Saved entries
Issue #885, opened 2026-05-20
feat: Improve storage tools description


jirispilka:
## Problem
Storage-tool descriptions (`get-dataset`, `get-dataset-items`, `get-dataset-schema`, `get-user-datasets-list`, `get-key-value-store*`) drifted in style and clarity. Some are terse, some verbose, USAGE/USAGE EXAMPLES blocks inconsistent. Several concrete contradictions exist:

- `get_key_value_store_keys.ts:34` USAGE EXAMPLE says `List first 100 keys in store username~my-store`, but the schema caps `limit` at 10. An agent following the example gets an ajv rejection.
- `dataset_collection.ts:14` description says `Maximum number of array elements to return. The default value (as well as the maximum) is 20.`, but the schema sets `.default(10)`. Either align the description to "Default 10, max 20" or change the default to 20.
- `get_dataset_schema.ts:13` uses `z.number().optional().default(5)` and `z.boolean().optional().default(true)`. The `.optional()` before `.default()` is a no-op in Zod (defaults always fill in), but the generated JSON Schema marks the fields as not-required. Clients reading the schema may omit them expecting the upstream API default; Zod silently substitutes 5/true/'all'. `get_dataset_items.ts` uses genuine `.optional()` for `limit` — two storage tools advertise the same "optional" contract with different fallbacks.

## Proposed solution
Review and rewrite descriptions for the storage category — consistent voice, clear USAGE, cross-references between related tools, and fix the contradictions above.

Parent: #784

PR #1008, opened 2026-06-20
fix: Resolve dataset tool schema/description inconsistencies

surya16122114:
## What
Fixes the still-present schema/description contradictions in the storage tools from #885.

- **get-dataset-list** (`dataset_collection.ts`): the `limit` description said the default is `20`, but the schema is `.max(20).default(10)`. An agent following the description expects 20 and silently gets 10. Corrected the description to "The default value is 10, the maximum is 20."
- **get-dataset-schema** (`get_dataset_schema.ts`): `limit` and `clean` used `.optional().default(...)`. In Zod 4 `.default()` already makes the input optional, so `.optional()` is a no-op. Removed it.

## Why
These descriptions are LLM-facing — a wrong default misleads the model about what it gets back. The no-op `.optional()` is dead modifier noise and made the "optional contract" inconsistent with sibling tools (noted in #885).

## How / risk
- Description fix is text-only — no behavior change.
- Removing `.optional()` is behavior-preserving: with Zod 4 `.default()` already implies optional input, so the generated JSON Schema (`z.toJSONSchema`) and runtime parsing are identical. Added a unit test asserting `get-dataset-schema` still applies `limit=5, clean=true` when called with no params.

## Not included
The third bullet in #885 (`get_key_value_store_keys` USAGE example "100 keys" vs `limit` max 10) is **already consistent on master** — the example reads "10 keys" — so no change was needed. Kept minimal per CONTRIBUTING's scope discipline; the broader stylistic rewrite is intentionally left out to keep this reviewable.

## Verification
`type-check`, `lint`, `test:unit` (947 passed), `format`, `check:agents` — all green.

Refs #885

### DIFF
--- a/src/tools/common/dataset_collection.ts
+++ b/src/tools/common/dataset_collection.ts
@@ -16,7 +16,7 @@ const getUserDatasetsListArgs = z.object({
     limit: z
         .number()
         .max(20)
-        .describe('Maximum number of array elements to return. The default value (as well as the maximum) is 20.')
+        .describe('Maximum number of array elements to return. The default value is 10, the maximum is 20.')
         .default(10),
     desc: z
         .boolean()
--- a/src/tools/common/get_dataset_schema.ts
+++ b/src/tools/common/get_dataset_schema.ts
@@ -14,14 +14,9 @@ import { buildStorageNotFound, buildStorageResponse } from './storage_helpers.js
 
 const getDatasetSchemaArgs = z.object({
     datasetId: z.string().min(1).describe('Dataset ID or username~dataset-name.'),
-    limit: z
-        .number()
-        .optional()
-        .describe('Maximum number of items to use for schema generation. Default is 5.')
-        .default(5),
+    limit: z.number().describe('Maximum number of items to use for schema generation. Default is 5.').default(5),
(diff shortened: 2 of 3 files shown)


jirispilka:
Verified locally: type-check, lint, `test:unit` (947 passed), format, and check:agents all green on the branch. The description fix (`get-dataset-list`: "default 10, max 20") is the real win — it corrects what the model is told it gets back. The `.optional()` removal is a confirmed no-op: under Zod 4, `.optional().default(x)` and `.default(x)` produce the same `parse()` result and a semantically identical JSON Schema (only property key order differs), so runtime and validation are unchanged.

Two non-blocking notes:
- The body says the generated JSON Schema is "identical" — strictly it's *semantically* identical; the property key order differs. Harmless, just slightly overstated.
- The broader `required`-array inconsistency this touches is now tracked in #1016 (published `inputSchema` advertises `.default()` fields as required in 18/19 tools, while the AJV gate doesn't enforce it). #1016 supersedes the idiom-cleanup intent here, but doesn't conflict with this PR.

LGTM to merge as-is.

---

jirispilka (approved):

PR #1010, opened 2026-06-21
fix: Hints and abort-actor-run

### LINKED ISSUE #1007: [Bug]: Fix `abort-actor-run` and `get-dataset-items` from external review
### Server type

Hosted (mcp.apify.com)

### MCP Client

Claude.ai (web)

### Operating System

None

### What happened?

We got this feedback from external testing:

Image

BTW the OpenAI directory submission also didn't like the abort tools:

Image

### Steps to reproduce

N/A

### Node.js version

_No response_

### Apify MCP Server version

_No response_

### MCP server configuration

```json
N/A
```

### Error logs

```text

```

jirispilka:
Fix nextStep hints that named tools the caller may not have — or that don't match how the run was started.

- `get-actor-run` / `abort-actor-run` retry hints no longer name `call-actor`. These tools only have a `runId` and can't know whether the run came from `call-actor` or a native Actor tool, so the hint is now generic ("re-run the Actor").
- `get-dataset-items` names `get-dataset-schema` only when that tool is actually loaded; otherwise it falls back to inspecting the returned items directly.
- `abort-actor-run` now returns a structured `RunResponse` (with `outputSchema`) instead of a raw run dump — stops leaking internal fields (`userId`, `buildId`, `containerUrl`) and adds `summary`/`nextStep`.

Closes #1007

### DIFF
--- a/src/tools/common/abort_actor_run.ts
+++ b/src/tools/common/abort_actor_run.ts
@@ -44,18 +44,13 @@ USAGE EXAMPLES:
         openWorldHint: false,
     },
     call: async (toolArgs: InternalToolArgs) => {
-        const { args, apifyClient: client, apifyMcpServer } = toolArgs;
+        const { args, apifyClient: client } = toolArgs;
         const parsed = abortRunArgs.parse(args);
         const run = await client.run(parsed.runId).abort({ gracefully: parsed.gracefully });
 
         const dataset = run.defaultDatasetId ? { id: run.defaultDatasetId } : undefined;
         const keyValueStore = run.defaultKeyValueStoreId ? { id: run.defaultKeyValueStoreId } : undefined;
-        const { summary, nextStep } = buildStatusSummaryNextStep({
-            run,
-            dataset,
-            keyValueStore,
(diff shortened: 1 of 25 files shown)


src/tools/common/abort_actor_run.ts
```diff
@@ -30,6 +33,7 @@ USAGE EXAMPLES:
 - user_input: Abort run y2h7sK3Wc
 - user_input: Gracefully abort run y2h7sK3Wc`,
     inputSchema: z.toJSONSchema(abortRunArgs) as ToolInputSchema,
+    outputSchema: getActorRunOutputSchema,
```
MQ37: nit: I would rename the `getActorRunOutputSchema` since we are now using that here and not only in the get Actor run.

MQ37 (approved):

src/tools/common/abort_actor_run.ts
jirispilka: Good point, I renamed to `actorRunOutputSchema`, I was not able to figure out a better name

PR #1012, opened 2026-06-22
fix: Handle task expiration gracefully when storing results

### LINKED ISSUE #1011: fix: Expired task on storeTaskResult logs as ERROR, should be softFail
## Problem

Long-running task result storage logs an ERROR when the task's Redis entry has already expired:

```
ERROR executeToolAndUpdateTask failed unexpectedly
{"error":{"message":"Task with ID call-tool-call-actor-... not found or expired",
"name":"Error","stack":"Error: Task with ID ... not found or expired
    at RedisTaskStore.storeTaskResult (.../stores/redis-task-store.js:326:19)"},
"taskId":"call-tool-call-actor-..."}
```

This is an expected, benign condition — the task TTL (default 5 min, max 10 min) elapsed before the long-running actor run finished, so there's no task left to store the result against. It is not an unexpected internal failure, but it logs at ERROR with "failed unexpectedly" wording, which pollutes error monitoring (Mezmo promotes on "error").

## Cause

In `src/mcp/server.ts`, `executeToolAndUpdateTask` stores the result via `this.taskStore.storeTaskResult(...)`. When the task expired, the store throws `Task with ID ... not found or expired` (`storeTaskResult` reads the task back first and throws if missing).

That `Error` is a plain `Error` — no HTTP status, not an `McpError` — so `getToolStatusFromError` classifies it as `FAILED` (`src/utils/tool_status.ts:82-83`) and it escapes to the unconditional top-level handler:

```ts
.catch((error) => log.error('executeToolAndUpdateTask failed unexpectedly', { taskId, error })) // server.ts:1051
```

The `storeTaskResult` in the catch block also re-throws the same "not found or expired" error when storing the failed result, compounding the noise.

## Expected

Treat an expired/missing task on result storage as a soft fail (warn), not an ERROR. The same routing already exists for client-side/quota conditions (#679) — extend it to this case.

## Scope

- Public repo only (`src/mcp/server.ts`, possibly `src/utils/tool_status.ts`). The thrown message comes from `RedisTaskStore` in the internal repo, but the log-level decision is here.
- Add a failing test that reproduces the expired-task path first.

Related: #679, #680, #360.

jirispilka:
When a long-running task's TTL elapses before its result can be stored, the task store rejects the operation with a "task not found" error. This is a benign terminal condition (the client gave up), not an unexpected failure. Previously this escalated to an error log (`Error executing tool for task` + `executeToolAndUpdateTask failed unexpectedly`); now it soft-fails.

> Jun 20 11:23:30 apify-mcp-server-586585b6fb-8njwb apify-mcp-server ERROR {"error":{"message":"Task with ID call-tool-call-actor-195fbee6-39fb-422e-9cbe-f6a6b8ba349b not found or expired","name":"Error","stack":"Error: Task with ID call-tool-call-actor-195fbee6-39fb-422e-9cbe-f6a6b8ba349b not found or expired\n    at RedisTaskStore.storeTaskResult (file:///home/node/dist/stores/redis-task-store.js:326:19)\n    at process.processTicksAndRejections...[truncated]"},"msg":"executeToolAndUpdateTask failed unexpectedly","taskId":"call-tool-call-actor-195fbee6-39fb-422e-9cbe-f6a6b8ba349b"}

## Testing

**End-to-end with mcpc (claude):** verified against the running HTTP server.
- mcpc sends `task: {}` with no TTL, and `InMemoryTaskStore` only schedules deletion when a TTL is set — so the expiry can't be triggered through mcpc against the in-memory store. It's enforced by the hosted Redis store's TTL cap. To exercise the real guard, the hosted TTL was emulated locally (2s, throwaway, reverted) and driven via `mcpc tools-call call-actor ... --detach`.
- Task TTL 2s, actor run 9.7s → result storage hit the expired task. Server log:
  ```
  SFAIL  Task expired before its result could be stored {"taskId":"515ec2...","toolName":"call-actor"}
  INFO   Tool call completed {"taskId":"515ec2...","toolStatus":"SOFT_FAIL","durationMs":9761}
  ```
  Zero ERROR/EXCEPTION lines; server stayed healthy. Client `tasks-result` returned a clean `-32602 Task not found`.

**Note:** the real Redis-backed trigger lives in `apify-mcp-server-internal`; matching e2e coverage against `RedisTaskStore` belongs there, not here.

closes #1011

https://claude.ai/code/session_01EY4mYy88GUH31Ein1tX2XG


src/mcp/server.ts
```diff
@@ -1047,9 +1052,18 @@ export class ActorsMcpServer {
...
+                            // throw "task not found or expired" when the TTL elapsed. That is benign —
+                            // soft-fail instead of escalating to an error.
+                            if (isTaskNotFoundError(error)) {
+                                log.softFail('Task expired before its result could be stored', {
+                                    taskId: task.taskId,
+                                });
+                                return;
+                            }
+                            log.error('executeToolAndUpdateTask failed unexpectedly', { taskId: task.taskId, error });
+                        });
```
MQ37: question: why this guard does not finish the telemetry as the second one does?

MQ37 (approved):
One question otherwise LGTM! Nice!

src/mcp/server.ts
jirispilka: Good point, it would make code a bit more complicated, more refactoring. 
Anyway, I tasked Claude to do it, it is fixed now.

PR #1027, opened 2026-06-25
chore: Use DEFAULT_DATASET_ITEMS_LIMIT in nextStep templates

### LINKED ISSUE #826: chore: Use DEFAULT_DATASET_ITEMS_LIMIT in get-actor-run nextStep templates
## Problem

After #814 lands, `get-dataset-items` will default `limit` to `20` via a file-local `DEFAULT_DATASET_ITEMS_LIMIT` constant. The `nextStep` templates in `src/tools/core/actor_run_response.ts` still hardcode `limit=20` as a magic number in three places (lines ~244, 253, 285). If the default ever changes, the `nextStep` hints drift silently.

## Proposed solution

1. Export `DEFAULT_DATASET_ITEMS_LIMIT` from `src/tools/common/get_dataset_items.ts`.
2. Import it in `actor_run_response.ts` and interpolate into the three `nextStep` templates instead of the literal `20`.

Blocked by: #814 (don't start until it merges).

mvanhorn:
## Summary
The four `get-actor-run` `nextStep` hint templates in `src/tools/core/actor_run_response.ts` hardcoded the literal `20` (the `limit (for example 20)` phrasing). The real default lived in a separate file-local constant, `DEFAULT_DATASET_ITEMS_LIMIT`, in `src/tools/common/get_dataset_items.ts`. The two could drift silently. This points the hints at the single source of truth.

## Why this matters
Per #826, the `get-dataset-items` default (`DEFAULT_DATASET_ITEMS_LIMIT = 20`) and the example value shown in the run-response `nextStep` hints were maintained independently. If the default ever changed, the hints would keep telling callers `for example 20` while the tool actually used a different limit. The blocker named in the issue (#814) has merged, so the constant and `get_dataset_items.ts` already exist.

## Changes
- Export `DEFAULT_DATASET_ITEMS_LIMIT` from `src/tools/common/get_dataset_items.ts` (value unchanged).
- Import it into `src/tools/core/actor_run_response.ts` and interpolate `${DEFAULT_DATASET_ITEMS_LIMIT}` into the four `DATASET_GET_ITEMS` `nextStep` templates in place of the literal `20`.
- Add a drift-guard unit test asserting the dataset `nextStep` reads `limit (for example ${DEFAULT_DATASET_ITEMS_LIMIT})`, so changing the constant updates hint and test together.

No behavioral change: the rendered hints still read `for example 20` because the constant is `20`. No import cycle introduced (`type-check` passes).

## Testing
- `pnpm run type-check` - pass
- `pnpm run lint` - pass (0 warnings, 0 errors)
- `pnpm run format:check` - pass
- `pnpm run check:agents` - pass
- `pnpm run test:unit` - 963 passed, 2 skipped

Fixes #826

### DIFF
--- a/src/tools/actors/actor_run_response.ts
+++ b/src/tools/actors/actor_run_response.ts
@@ -22,6 +22,7 @@ import { logHttpError } from '../../utils/logging.js';
 import { buildMCPResponse } from '../../utils/mcp.js';
 import { formatRunStatusMessage, type ProgressTracker, TERMINAL_RUN_STATUSES } from '../../utils/progress.js';
 import { cleanEmptyProperties } from '../../utils/schema_generation.js';
+import { DEFAULT_DATASET_ITEMS_LIMIT } from '../storage/get_dataset_items.js';
 
 /** Cap on `storages.keyValueStores.default.keys` array length. */
 const KV_KEYS_LIMIT = 50;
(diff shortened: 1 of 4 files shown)


jirispilka (approved):
Thanks, I had to rebase master and also fix one or two issues. All good now!

MQ37 (approved):
Thank you sir 🙇

PR #144, opened 2017-02-09
Remove "wheezy" variant from Go 1.8+

### LINKED ISSUE #143: drop wheezy images for newer go versions
I propose we drop the wheezy images;  maybe even as soon as the pending `1.8` release.

It seems that the reason we kept `wheezy` was to have an image based on Debian stable: https://github.com/docker-library/golang/pull/21#issuecomment-58589491.

tianon:
Closes #143


yosifkit:
Build failure is disk space issue on Travis, so LGTM.

PR #147, opened 2017-02-12
upgrade to 2.11.1 and use mingit

friism:


1.6/windows/windowsservercore/Dockerfile
```diff
@@ -4,51 +4,32 @@ FROM microsoft/windowsservercore
...
 	\
 	Write-Host 'Updating PATH ...'; \
-	$env:PATH = 'C:\git\bin;C:\git\mingw64\bin;C:\git\usr\bin;' + $env:PATH; \
+	$env:PATH = 'C:\git\cmd;C:\git\mingw64\bin;C:\git\usr\bin;' + $env:PATH; \
 	[Environment]::SetEnvironmentVariable('PATH', $env:PATH, [EnvironmentVariableTarget]::Machine); \
 	\
 	Write-Host 'Verifying install ...'; \
 	Write-Host '  git --version'; git --version; \
-	Write-Host '  bash --version'; bash --version; \
-	Write-Host '  curl --version'; curl.exe --version; \
```
yosifkit: It seems that the only difference is the loss of bash and curl.  I'm going to guess that those are hardly used anyway in the Windows based image?  Are there any other important changes between the versions git and mingit that could affect users?

friism: That's my analysis also. More details here: https://blogs.msdn.microsoft.com/visualstudioalm/2016/09/03/whats-new-in-git-for-windows-2-10/

The other stuff that's not there is GUI tools (like `git gui` and `gitk`).

I think mingit is a good match for cli-based workflows like this.

yosifkit:
>It currently requires only ~45MB on disk.

Oooooh :heart: :heart_eyes: 
LGTM

1.6/windows/windowsservercore/Dockerfile
yosifkit: Maybe we should link to that blog in the Dockerfile so it is slightly easier to see why we switched to MinGit over regular Git for Windows.

tianon: Agreed -- I'll add a comment in just a second. :+1: 

Thanks @friism :heart: :heart:

friism:
Awesome!

PR #149, opened 2017-02-16
Update to 1.8

belak:
1.8 was officially released, so I moved 1.8-rc to 1.8, ran `update.sh 1.6 1.7 1.8` and updated generate-stackbrew-library.sh to tag 1.8 as 1 and latest


tianon:
LGTM :heart:

Issue #119, opened 2016-11-17
'make' on alpine


atomi:
any thoughts on adding make on the alpine tag considering it wont add much to the size and the wheezy tag includes it as well.

tianon:
For many/most users, it isn't necessary, and it cannot be removed after the fact, so we intentionally try to keep the Alpine image as slim as possible.

See also https://github.com/docker-library/docs/blob/7a1edc542ec7d17626ec5cee87e87ed99da71afb/golang/README.md#golangalpine, specifically:

> To minimize image size, it's uncommon for additional related tools (such as `git` or `bash`) to be included in Alpine-based images. Using this image as a base, add the things you need in your own Dockerfile (see the [`alpine` image description](https://hub.docker.com/_/alpine/) for examples of how to install packages if you are unfamiliar).

atomi:
Yeah I realize keeping the alpine image as slim as possible would actually make it _more_ useful to the __most__ people. It was a bit selfish of a request. Thanks for the response!

tianon:
Your understanding is appreciated :heart: :heart:

taadis:
For
> To minimize image size, it's uncommon for additional related tools (such as git or bash) to be included in Alpine-based images. Using this image as a base, add the things you need in your own Dockerfile (see the alpine image description for examples of how to install packages if you are unfamiliar).

I think the *minimize image size* must be whole, but git deps not exitis in `golang:alpine`, it is not whole, because go get not work in `golang:alpine`.
so, suggest add git deps in `golang:alpine`.

miry:
The sample golang Dockerfile: https://github.com/pubnative/docker-images/blob/master/oncall-sync/Dockerfile

You see, we use mostly golang only for build binaries and uses pure alpine to run it. So it should be as @taadis be whole as golang tool and have similar packages as other builds in golang dockers tags.

PR #157, opened 2017-04-05
Added git, so 'go get' works with git deps

peterleeau:
Currently the alpine image doesn't include git, so following will happen if the dependencies a in a git repo:

go: missing Git command. See https://golang.org/s/gogetcmd


peterleeau:
I seem to step on an existing argument:https://github.com/docker-library/golang/issues/119#issuecomment-266238703

peterleeau:
Close the request to keep it slim.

# To do
The records are given above. Copy each line in them that holds "actually".

# Solution to the problem
- `get-dataset-items` names `get-dataset-schema` only when that tool is actually loaded; otherwise it falls back to inspecting the returned items directly.
Per #826, the `get-dataset-items` default (`DEFAULT_DATASET_ITEMS_LIMIT = 20`) and the example value shown in the run-response `nextStep` hints were maintained independently. If the default ever changed, the hints would keep telling callers `for example 20` while the tool actually used a different limit. The blocker named in the issue (#814) has merged, so the constant and `get_dataset_items.ts` already exist.
Yeah I realize keeping the alpine image as slim as possible would actually make it _more_ useful to the __most__ people. It was a bit selfish of a request. Thanks for the response!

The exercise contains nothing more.